YouTube - ‪GSVSPetHospital


----------



## magicre (Apr 7, 2010)

kevin bradley said:


> I've never been a fan of the death penalty but everytime I see a story like this, I pause to rethink. Seriously.... I'd do the injection.


i know what you're saying, kevin....sometimes death is not the enemy....


----------



## FL Cracker (May 4, 2011)

We just had a similar puppy found here in St Petersburg...it was pathetic...not as bad as the one above..but close. I don't get it...how some people could do that to a puppy...I just hope that these people are found...and punished to the full extent of the law...which is no where near what these dog's had to endure.
Puppy found floating in lock and chains


----------



## Caty M (Aug 13, 2010)

That video made me physically sick to my stomach. How people can sit there and let their dog starve, and then throw it away when it's still alive.. DOWN A GARBAGE CHUTE.. I have no idea.

Pits have a disproportionately large number of stupid, ignorant dog owners.. it's sad, because they are gorgeous and loving dogs.

He is GORGEOUS now. I hope he finds a forever home.


----------



## SerenityFL (Sep 28, 2010)

YouTube - ‪Kisha Curtis speaks - Denies abusing Patrick!‬‏

What about her? Is she serious? What about her safety? People hate her? Damn right people hate you, *****! She only fessed up to abandoning him. Said she left him tied to the stairs in the hallway because she couldn't take him when she moved...HEY! THAT'S ALL SHE DID GUYS! No reason to *hate* her! Unreal. She is the reason Patrick ended up the way he did. It IS her fault. I hope they threw the book at her. Disgusting.

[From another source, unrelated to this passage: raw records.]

PR #1181, opened 2023-12-15
Insert deleted messages as a Batch

shtlrs:
Sentry is sending an N+1 query [alert](https://python-discord.sentry.io/issues/4727001467/?referrer=slack) because of the way we were inserting messages (one by one)

### DIFF
--- a/pydis_site/apps/api/serializers.py
+++ b/pydis_site/apps/api/serializers.py
@@ -151,12 +151,9 @@ class MessageDeletionContextSerializer(ModelSerializer):
         """
         messages = validated_data.pop('deletedmessage_set')
         deletion_context = MessageDeletionContext.objects.create(**validated_data)
-        for message in messages:
-            DeletedMessage.objects.create(
-                deletion_context=deletion_context,
-                **message
-            )
-
+        DeletedMessage.objects.bulk_create(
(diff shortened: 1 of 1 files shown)


pydis_site/apps/api/serializers.py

Seeing things like this makes it hard for me, sometimes, to retain any hope in humanity. The ONLY saving grace is that there are people out there who do step up and take care of those abandoned, starved, tortured, abused animals, there are people who rally for tighter laws, there are people who donate and do whatever they can and even the Mayor of Newark had a message about it all.

But what is sad...there are thousands more Patricks out there that will not be found in time. I really wish that when someone abuses an animal OR a child, they would get locked up for a long, long time. No more wrist slaps!


----------



## Caty M (Aug 13, 2010)

Love the top comment

"I bet her﻿ weave, eyebrows, nails and makeup could pay to feed Patrick for WEEKS."

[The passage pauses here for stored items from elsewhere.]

PR #1228, opened 2024-02-11
Resources config ready

### LINKED ISSUE #1209: Only read resource yaml files once on startup
Currently resources are loaded and parsed etc. in the `__init__` of the resources view here:
https://github.com/python-discord/site/blob/4ce61bddff9fd459b769305f302dcd9eb8ded395/pydis_site/apps/resources/views.py#L28-L36

I assume the intention here is for this to be run once on application startup, but in reality it seems this is run every time the `/resources` view is accessed. This leads to non-ideal performance. From sentry:
image

Cloudflare caching makes this issue less noticeable on the actual website, but it will still be an issue sometimes so is probably worth improving.

RohanJnr:
Closes #1209 

## Changes
Loading the resources file in the app config which runs only once per startup instead of doing it on very request send to the resources view.

### DIFF
--- a/pydis_site/apps/resources/apps.py
+++ b/pydis_site/apps/resources/apps.py
@@ -1,7 +1,99 @@
+from pathlib import Path
+
+import yaml
 from django.apps import AppConfig
+
+from pydis_site import settings
+from pydis_site.apps.resources.templatetags.to_kebabcase import to_kebabcase
+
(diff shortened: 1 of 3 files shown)


ChrisLovering (approved):

shtlrs (approved):
Quite nice, thank you !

She says she left the dog on March fifth, obviously she is lying unless the dog was already emaciated, the dog would not have lost THAT much weight in less than two weeks.


----------



## magicre (Apr 7, 2010)

i love you all...with your big hearts and huge consciences and an overdose of compassion.......but how you can even look at these videos is beyond me.....
and that is said with love, too...

we were watching true grit last night. great movie...and there was a scene in it...i won't ruin it for those who are going to see it, but i almost turned off the movie....because it involved a horse....i love horses.

when i lived in philly, i had ten dogs....in those days, it was cardboard boxes and pet stores....

when we lived in georgia, someone threw a big cardboard box into the middle of the street, making it nearly impossible to hit.

what was inside, were 7 pit mixes..gorgeous little puppies....just off the teat....horrid person should be shot.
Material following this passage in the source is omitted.